### Stored data entries:
+ + +

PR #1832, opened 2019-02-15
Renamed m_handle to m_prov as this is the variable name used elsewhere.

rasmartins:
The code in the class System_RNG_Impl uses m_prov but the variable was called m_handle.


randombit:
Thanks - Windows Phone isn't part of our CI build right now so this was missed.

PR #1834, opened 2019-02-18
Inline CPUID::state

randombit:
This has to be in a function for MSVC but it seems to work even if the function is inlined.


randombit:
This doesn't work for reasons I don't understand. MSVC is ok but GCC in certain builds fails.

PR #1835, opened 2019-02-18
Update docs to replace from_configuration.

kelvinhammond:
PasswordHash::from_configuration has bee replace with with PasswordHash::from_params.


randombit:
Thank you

+ + +

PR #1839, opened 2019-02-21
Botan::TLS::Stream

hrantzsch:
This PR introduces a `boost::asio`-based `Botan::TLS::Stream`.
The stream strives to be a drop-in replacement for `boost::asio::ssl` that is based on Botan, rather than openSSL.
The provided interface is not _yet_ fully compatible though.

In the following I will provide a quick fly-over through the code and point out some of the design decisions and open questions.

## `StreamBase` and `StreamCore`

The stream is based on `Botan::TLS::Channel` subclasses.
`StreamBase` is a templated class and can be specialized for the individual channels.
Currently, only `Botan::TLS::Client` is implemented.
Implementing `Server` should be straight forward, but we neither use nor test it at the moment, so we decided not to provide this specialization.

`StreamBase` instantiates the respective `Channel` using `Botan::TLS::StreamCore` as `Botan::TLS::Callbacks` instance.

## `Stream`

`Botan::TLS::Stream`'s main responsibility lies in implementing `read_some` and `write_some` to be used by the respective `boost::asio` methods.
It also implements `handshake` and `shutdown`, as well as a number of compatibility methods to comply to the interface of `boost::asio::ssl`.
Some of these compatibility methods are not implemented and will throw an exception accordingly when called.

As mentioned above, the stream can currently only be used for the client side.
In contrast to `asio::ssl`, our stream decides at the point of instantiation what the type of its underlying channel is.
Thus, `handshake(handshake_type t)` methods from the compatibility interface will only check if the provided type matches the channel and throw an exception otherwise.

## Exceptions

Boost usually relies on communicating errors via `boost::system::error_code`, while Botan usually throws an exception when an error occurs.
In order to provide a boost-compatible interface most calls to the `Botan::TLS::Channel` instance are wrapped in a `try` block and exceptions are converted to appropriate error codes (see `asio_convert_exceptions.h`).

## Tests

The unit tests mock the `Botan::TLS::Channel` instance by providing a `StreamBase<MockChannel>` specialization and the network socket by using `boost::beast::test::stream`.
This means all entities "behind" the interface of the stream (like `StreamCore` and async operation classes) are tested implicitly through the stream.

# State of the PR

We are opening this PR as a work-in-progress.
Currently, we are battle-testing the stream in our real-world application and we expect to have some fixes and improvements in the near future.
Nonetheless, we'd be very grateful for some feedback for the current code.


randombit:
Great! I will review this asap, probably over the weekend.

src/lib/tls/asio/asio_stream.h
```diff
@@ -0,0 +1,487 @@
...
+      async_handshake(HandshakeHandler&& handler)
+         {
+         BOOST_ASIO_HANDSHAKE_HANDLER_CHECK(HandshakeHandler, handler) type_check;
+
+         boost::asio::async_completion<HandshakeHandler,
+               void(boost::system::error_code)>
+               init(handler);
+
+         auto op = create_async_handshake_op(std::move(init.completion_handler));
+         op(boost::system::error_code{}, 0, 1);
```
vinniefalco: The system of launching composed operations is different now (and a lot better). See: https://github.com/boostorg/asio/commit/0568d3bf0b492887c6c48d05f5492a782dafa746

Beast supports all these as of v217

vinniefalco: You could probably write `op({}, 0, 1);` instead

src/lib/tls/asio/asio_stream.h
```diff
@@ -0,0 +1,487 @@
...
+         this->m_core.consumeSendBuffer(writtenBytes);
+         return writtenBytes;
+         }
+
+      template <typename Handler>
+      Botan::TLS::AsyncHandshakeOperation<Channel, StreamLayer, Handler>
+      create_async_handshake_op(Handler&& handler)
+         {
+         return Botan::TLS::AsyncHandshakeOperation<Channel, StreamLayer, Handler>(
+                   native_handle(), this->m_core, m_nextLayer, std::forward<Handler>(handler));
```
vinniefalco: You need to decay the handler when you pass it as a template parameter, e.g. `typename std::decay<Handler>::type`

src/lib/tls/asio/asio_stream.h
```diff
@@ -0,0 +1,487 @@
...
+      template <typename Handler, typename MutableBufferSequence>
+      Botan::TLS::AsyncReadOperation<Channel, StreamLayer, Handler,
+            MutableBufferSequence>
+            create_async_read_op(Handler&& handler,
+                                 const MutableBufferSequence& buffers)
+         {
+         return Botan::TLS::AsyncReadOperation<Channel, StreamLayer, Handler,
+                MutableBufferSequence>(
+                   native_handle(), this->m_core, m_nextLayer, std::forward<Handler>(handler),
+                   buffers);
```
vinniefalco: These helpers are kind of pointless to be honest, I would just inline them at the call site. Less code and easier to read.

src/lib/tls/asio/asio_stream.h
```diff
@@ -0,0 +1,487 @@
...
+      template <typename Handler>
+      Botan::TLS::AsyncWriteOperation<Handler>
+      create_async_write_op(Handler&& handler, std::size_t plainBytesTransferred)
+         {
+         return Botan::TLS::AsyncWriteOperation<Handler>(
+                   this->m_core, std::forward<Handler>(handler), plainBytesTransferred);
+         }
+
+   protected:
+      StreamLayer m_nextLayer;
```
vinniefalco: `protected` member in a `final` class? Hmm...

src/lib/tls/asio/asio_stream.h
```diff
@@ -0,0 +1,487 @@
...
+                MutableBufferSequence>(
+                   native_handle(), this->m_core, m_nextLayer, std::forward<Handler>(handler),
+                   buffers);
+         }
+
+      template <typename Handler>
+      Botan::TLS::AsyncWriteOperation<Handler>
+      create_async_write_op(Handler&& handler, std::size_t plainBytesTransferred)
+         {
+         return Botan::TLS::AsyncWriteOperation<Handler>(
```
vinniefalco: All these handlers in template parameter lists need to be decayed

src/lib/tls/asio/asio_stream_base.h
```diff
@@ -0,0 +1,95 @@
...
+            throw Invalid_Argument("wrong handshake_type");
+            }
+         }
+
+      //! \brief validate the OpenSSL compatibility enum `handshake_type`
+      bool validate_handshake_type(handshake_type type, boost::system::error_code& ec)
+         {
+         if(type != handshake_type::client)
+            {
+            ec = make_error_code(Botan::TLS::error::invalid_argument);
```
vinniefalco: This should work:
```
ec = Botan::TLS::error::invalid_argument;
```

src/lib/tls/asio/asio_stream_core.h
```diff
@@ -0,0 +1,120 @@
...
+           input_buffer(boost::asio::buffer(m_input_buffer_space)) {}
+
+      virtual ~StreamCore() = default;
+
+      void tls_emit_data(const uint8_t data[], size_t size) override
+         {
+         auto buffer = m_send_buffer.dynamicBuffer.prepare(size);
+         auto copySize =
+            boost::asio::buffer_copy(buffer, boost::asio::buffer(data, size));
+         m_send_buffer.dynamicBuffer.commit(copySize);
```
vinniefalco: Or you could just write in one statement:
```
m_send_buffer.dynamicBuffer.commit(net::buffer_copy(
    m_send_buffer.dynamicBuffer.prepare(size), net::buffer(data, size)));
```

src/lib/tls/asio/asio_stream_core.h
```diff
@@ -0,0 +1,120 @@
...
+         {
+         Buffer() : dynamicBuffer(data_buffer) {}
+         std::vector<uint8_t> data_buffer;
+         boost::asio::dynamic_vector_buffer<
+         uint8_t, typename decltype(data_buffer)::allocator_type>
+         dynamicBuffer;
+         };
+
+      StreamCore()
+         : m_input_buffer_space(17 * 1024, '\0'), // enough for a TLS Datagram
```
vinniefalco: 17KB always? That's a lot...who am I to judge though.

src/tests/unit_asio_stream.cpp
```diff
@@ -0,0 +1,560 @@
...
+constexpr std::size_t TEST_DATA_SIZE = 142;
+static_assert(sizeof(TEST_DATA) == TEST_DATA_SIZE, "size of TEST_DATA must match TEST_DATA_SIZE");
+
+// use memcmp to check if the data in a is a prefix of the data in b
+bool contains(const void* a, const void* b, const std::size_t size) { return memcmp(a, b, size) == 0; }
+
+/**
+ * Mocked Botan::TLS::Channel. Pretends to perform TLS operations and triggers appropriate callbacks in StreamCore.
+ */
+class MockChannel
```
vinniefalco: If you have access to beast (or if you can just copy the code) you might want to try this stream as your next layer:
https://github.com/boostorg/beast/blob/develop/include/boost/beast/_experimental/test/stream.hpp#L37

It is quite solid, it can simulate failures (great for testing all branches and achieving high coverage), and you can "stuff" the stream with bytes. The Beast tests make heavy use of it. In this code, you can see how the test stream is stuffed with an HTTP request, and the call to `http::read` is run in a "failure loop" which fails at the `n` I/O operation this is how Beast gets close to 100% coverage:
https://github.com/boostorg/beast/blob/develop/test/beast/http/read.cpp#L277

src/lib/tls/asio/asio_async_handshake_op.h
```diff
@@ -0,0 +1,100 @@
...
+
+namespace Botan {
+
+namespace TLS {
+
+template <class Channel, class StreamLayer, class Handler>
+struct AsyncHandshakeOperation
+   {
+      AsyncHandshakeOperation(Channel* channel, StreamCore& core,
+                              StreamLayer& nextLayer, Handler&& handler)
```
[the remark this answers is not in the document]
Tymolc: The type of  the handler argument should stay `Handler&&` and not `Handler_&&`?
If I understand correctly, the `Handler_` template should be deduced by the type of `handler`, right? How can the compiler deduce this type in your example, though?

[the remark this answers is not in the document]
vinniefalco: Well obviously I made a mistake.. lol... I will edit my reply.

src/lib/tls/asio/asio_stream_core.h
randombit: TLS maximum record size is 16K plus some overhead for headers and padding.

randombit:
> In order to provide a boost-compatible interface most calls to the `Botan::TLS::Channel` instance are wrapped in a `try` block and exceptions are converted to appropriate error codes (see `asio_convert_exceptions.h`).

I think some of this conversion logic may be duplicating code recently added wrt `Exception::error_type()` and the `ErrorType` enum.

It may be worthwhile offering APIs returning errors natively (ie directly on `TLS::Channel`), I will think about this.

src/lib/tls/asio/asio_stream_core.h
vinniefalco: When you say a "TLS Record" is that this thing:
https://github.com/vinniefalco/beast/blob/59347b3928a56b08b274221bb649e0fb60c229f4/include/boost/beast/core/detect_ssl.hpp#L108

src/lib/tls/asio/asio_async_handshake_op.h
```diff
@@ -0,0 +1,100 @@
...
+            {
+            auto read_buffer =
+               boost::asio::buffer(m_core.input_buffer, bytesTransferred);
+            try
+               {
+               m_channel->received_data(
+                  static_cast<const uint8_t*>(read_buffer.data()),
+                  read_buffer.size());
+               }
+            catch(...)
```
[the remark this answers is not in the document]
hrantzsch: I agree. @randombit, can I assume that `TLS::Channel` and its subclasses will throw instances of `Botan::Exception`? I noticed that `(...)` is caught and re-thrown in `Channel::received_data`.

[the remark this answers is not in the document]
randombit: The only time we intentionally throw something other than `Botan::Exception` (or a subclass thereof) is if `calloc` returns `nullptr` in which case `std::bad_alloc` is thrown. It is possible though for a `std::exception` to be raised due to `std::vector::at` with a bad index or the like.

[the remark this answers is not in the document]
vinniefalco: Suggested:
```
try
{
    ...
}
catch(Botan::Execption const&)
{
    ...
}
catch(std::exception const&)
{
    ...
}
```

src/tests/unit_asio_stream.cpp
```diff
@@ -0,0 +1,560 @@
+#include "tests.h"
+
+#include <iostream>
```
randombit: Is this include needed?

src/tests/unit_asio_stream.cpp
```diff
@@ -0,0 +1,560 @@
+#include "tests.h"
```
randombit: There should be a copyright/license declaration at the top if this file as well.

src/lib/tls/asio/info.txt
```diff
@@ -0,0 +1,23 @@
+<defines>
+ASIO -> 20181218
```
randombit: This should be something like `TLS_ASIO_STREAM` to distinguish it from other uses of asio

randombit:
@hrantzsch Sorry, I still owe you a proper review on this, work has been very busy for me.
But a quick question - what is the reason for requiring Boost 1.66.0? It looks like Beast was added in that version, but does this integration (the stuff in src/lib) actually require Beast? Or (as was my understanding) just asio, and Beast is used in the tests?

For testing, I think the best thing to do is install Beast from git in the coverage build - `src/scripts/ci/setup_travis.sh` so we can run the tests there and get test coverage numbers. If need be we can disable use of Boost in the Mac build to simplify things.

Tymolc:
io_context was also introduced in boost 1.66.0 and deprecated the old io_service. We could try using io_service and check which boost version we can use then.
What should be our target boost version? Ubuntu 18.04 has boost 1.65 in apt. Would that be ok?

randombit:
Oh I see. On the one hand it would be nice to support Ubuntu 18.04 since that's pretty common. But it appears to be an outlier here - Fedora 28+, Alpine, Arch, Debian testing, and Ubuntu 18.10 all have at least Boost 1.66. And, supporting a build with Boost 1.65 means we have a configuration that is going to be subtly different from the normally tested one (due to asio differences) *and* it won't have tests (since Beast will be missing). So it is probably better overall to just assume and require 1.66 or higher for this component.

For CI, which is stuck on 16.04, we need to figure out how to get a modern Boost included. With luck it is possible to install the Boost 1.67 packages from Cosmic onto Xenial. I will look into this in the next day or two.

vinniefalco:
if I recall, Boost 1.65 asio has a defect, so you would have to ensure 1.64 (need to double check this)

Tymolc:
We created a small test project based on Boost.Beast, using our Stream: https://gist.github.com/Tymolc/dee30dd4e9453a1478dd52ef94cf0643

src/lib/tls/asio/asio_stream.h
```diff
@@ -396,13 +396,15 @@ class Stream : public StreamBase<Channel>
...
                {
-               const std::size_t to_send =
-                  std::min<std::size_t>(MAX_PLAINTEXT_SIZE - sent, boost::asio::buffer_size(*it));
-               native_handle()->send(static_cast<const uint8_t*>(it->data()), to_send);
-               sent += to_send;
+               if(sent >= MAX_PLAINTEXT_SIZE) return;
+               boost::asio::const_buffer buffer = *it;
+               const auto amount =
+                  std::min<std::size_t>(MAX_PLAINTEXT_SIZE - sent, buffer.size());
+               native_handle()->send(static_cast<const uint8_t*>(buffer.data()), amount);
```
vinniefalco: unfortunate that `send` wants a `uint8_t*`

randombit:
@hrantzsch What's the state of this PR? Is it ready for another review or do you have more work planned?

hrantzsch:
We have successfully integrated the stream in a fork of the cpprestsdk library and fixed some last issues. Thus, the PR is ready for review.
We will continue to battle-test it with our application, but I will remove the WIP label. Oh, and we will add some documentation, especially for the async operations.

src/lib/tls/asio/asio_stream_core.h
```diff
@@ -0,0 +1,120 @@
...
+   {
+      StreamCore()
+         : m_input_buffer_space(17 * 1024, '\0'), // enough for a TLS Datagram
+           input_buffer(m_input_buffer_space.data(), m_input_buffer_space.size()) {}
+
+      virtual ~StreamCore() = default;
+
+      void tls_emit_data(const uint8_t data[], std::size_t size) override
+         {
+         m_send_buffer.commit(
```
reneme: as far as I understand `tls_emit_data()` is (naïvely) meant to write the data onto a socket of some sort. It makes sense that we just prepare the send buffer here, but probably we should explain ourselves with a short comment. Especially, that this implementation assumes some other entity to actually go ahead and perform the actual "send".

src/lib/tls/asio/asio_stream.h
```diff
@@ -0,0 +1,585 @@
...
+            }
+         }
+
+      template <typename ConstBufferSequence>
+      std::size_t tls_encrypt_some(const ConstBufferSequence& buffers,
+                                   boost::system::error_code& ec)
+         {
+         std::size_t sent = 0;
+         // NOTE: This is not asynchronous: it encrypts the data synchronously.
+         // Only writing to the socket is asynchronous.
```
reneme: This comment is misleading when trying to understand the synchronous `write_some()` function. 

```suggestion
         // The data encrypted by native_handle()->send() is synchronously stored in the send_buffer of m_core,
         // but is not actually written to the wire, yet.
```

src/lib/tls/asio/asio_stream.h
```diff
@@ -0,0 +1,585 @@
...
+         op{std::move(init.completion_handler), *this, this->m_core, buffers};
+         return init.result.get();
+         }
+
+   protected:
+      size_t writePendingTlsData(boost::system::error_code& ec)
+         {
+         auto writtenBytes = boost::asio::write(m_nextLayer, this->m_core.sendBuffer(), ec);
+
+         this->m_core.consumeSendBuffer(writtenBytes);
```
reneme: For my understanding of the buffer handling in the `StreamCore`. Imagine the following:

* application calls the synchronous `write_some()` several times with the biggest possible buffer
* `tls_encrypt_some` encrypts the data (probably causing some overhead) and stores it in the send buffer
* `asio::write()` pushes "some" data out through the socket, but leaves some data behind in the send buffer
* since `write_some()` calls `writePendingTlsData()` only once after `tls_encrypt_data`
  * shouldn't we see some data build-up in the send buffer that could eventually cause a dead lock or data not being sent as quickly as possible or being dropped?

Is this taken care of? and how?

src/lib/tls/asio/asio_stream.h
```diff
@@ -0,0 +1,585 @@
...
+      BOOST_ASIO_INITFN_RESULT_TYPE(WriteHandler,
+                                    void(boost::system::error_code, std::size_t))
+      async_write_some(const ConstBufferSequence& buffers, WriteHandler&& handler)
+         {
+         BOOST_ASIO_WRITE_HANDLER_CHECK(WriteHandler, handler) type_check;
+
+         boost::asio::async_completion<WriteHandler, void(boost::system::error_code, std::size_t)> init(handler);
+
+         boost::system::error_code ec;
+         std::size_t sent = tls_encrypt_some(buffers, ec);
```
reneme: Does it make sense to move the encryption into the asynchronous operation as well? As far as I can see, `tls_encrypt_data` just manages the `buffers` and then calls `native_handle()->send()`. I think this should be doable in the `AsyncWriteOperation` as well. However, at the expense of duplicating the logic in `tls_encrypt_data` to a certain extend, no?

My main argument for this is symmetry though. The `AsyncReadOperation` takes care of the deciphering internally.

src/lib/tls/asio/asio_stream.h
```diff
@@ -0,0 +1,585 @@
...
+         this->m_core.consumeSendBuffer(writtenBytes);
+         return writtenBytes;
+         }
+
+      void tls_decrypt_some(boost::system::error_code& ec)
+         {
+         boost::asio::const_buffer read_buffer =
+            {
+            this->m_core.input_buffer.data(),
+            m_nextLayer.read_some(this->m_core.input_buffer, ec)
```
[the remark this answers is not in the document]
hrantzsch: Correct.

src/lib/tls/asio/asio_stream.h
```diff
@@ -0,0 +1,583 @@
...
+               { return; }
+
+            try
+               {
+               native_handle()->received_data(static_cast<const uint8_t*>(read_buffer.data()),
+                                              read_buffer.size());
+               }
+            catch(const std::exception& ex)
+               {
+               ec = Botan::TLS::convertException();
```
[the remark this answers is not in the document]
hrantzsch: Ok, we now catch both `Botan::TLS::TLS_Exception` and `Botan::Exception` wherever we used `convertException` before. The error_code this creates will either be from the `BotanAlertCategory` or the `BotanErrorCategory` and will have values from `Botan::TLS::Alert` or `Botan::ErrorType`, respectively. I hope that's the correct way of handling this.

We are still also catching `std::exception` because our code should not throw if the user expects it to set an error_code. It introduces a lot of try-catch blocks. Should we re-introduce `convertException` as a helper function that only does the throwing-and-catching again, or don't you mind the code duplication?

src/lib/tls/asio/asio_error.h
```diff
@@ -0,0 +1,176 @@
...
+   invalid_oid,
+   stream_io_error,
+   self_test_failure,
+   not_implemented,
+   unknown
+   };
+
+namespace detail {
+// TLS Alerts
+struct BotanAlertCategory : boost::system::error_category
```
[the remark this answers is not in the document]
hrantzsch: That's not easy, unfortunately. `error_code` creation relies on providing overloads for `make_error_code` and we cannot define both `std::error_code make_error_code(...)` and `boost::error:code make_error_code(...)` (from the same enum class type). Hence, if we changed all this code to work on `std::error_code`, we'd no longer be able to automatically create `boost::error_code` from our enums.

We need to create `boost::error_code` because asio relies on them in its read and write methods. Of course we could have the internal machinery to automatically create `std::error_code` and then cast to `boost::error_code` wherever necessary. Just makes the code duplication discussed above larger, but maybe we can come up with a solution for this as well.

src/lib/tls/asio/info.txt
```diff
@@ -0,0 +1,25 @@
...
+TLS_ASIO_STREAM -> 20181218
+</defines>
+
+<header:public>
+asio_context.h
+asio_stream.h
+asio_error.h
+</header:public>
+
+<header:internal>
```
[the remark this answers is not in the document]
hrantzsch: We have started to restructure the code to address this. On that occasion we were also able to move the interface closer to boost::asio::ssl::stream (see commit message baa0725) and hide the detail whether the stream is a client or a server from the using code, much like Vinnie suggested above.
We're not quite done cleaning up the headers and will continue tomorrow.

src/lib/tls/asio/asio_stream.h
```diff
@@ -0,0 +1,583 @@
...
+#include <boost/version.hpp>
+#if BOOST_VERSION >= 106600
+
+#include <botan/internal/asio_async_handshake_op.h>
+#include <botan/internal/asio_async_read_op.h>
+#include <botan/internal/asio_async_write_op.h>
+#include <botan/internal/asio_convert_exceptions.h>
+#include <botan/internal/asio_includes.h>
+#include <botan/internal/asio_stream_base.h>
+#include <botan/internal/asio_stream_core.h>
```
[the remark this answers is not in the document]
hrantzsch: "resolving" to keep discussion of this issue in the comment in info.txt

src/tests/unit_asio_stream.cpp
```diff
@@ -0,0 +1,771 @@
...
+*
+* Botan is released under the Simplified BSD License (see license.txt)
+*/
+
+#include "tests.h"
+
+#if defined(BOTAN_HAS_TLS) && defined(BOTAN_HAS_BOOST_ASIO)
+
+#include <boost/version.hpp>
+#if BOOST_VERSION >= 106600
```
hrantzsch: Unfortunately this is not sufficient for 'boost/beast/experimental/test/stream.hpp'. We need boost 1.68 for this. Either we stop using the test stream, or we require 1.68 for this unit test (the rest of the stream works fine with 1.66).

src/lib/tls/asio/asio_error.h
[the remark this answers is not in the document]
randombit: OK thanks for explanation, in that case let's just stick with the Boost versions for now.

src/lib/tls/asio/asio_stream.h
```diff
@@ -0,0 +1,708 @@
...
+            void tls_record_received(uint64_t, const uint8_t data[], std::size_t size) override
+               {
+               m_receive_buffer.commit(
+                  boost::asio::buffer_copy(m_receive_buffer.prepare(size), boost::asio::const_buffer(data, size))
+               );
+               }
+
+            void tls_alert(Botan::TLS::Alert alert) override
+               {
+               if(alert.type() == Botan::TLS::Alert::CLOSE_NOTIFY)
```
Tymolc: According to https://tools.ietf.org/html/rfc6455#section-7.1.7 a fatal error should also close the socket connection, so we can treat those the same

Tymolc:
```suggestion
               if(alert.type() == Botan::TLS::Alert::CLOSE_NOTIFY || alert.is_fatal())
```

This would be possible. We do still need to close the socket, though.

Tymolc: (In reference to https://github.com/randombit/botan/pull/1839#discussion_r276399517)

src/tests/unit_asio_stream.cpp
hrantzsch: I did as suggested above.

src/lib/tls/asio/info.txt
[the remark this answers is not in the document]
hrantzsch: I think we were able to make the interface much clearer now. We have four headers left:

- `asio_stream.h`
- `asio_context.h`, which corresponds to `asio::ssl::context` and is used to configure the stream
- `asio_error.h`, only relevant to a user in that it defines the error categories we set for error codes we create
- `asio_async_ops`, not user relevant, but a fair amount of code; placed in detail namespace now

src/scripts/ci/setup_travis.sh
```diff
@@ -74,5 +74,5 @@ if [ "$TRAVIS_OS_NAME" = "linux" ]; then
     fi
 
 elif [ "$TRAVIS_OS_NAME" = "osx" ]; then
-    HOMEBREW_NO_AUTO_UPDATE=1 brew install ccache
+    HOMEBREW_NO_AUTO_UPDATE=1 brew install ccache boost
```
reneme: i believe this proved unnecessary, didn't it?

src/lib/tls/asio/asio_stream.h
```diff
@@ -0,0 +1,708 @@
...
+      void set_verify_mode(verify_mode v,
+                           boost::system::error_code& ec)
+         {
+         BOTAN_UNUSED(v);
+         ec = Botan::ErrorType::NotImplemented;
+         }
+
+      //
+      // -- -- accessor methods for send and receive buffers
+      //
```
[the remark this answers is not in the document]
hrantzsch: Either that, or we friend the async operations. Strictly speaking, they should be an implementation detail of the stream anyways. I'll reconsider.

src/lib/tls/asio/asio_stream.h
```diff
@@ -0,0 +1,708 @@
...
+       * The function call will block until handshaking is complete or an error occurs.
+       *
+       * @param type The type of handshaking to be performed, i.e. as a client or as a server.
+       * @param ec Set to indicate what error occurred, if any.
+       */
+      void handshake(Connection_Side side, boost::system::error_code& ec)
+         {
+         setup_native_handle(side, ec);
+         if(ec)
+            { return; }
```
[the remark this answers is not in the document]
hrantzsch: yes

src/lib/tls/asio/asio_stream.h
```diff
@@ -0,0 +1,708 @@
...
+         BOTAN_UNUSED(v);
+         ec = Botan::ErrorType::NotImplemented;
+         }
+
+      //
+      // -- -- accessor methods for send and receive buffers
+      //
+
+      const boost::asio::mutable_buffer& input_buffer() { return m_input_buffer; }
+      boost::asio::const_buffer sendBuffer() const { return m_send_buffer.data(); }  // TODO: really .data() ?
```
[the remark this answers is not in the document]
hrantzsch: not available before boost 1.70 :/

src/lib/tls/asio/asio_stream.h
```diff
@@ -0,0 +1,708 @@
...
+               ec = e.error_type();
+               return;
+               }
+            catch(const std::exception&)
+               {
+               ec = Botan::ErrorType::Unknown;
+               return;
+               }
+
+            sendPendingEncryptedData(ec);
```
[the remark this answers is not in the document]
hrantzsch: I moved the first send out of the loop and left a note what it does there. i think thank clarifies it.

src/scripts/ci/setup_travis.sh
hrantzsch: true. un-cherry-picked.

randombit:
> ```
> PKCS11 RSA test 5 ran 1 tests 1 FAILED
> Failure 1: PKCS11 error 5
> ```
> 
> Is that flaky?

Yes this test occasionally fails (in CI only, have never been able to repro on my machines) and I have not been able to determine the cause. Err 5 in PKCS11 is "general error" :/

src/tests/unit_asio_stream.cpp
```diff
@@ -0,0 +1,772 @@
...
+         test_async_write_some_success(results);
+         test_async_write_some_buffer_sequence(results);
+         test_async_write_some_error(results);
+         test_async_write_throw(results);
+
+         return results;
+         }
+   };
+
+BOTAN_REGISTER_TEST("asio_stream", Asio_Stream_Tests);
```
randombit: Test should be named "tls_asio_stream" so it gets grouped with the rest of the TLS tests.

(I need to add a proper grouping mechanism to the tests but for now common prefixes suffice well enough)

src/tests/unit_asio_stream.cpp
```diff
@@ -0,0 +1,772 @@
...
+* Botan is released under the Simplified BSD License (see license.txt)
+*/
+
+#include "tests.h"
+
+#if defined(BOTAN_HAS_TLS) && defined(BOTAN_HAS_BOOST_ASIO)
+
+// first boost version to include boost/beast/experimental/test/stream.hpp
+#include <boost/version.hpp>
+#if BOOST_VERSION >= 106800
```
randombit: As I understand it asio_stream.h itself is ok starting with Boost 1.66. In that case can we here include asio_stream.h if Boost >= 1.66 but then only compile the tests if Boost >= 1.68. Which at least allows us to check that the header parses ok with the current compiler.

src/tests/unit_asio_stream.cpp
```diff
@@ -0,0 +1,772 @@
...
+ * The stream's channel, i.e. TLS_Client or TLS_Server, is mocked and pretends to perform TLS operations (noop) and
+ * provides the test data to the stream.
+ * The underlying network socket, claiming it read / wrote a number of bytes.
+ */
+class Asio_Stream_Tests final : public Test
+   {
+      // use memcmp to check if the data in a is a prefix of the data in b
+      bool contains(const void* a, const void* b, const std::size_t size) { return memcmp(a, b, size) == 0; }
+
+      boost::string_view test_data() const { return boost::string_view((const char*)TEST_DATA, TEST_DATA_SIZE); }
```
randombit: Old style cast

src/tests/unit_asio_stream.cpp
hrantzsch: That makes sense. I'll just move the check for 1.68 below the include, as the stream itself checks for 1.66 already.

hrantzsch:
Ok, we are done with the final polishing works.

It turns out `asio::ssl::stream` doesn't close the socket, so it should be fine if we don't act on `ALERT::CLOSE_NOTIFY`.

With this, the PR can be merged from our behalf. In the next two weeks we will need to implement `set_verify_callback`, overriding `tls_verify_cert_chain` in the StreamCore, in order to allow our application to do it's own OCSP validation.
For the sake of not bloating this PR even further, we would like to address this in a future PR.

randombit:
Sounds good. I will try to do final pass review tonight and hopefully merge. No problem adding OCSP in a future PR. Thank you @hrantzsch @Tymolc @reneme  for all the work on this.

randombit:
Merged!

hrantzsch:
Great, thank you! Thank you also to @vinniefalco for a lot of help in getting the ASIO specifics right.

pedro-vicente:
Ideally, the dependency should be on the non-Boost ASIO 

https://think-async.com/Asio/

+ + +

### WHAT IS NEEDED:
Every line that contains "ccache" should be copied out of the data.

### RESULT FOR THIS EXERCISE:
-    HOMEBREW_NO_AUTO_UPDATE=1 brew install ccache
+    HOMEBREW_NO_AUTO_UPDATE=1 brew install ccache boost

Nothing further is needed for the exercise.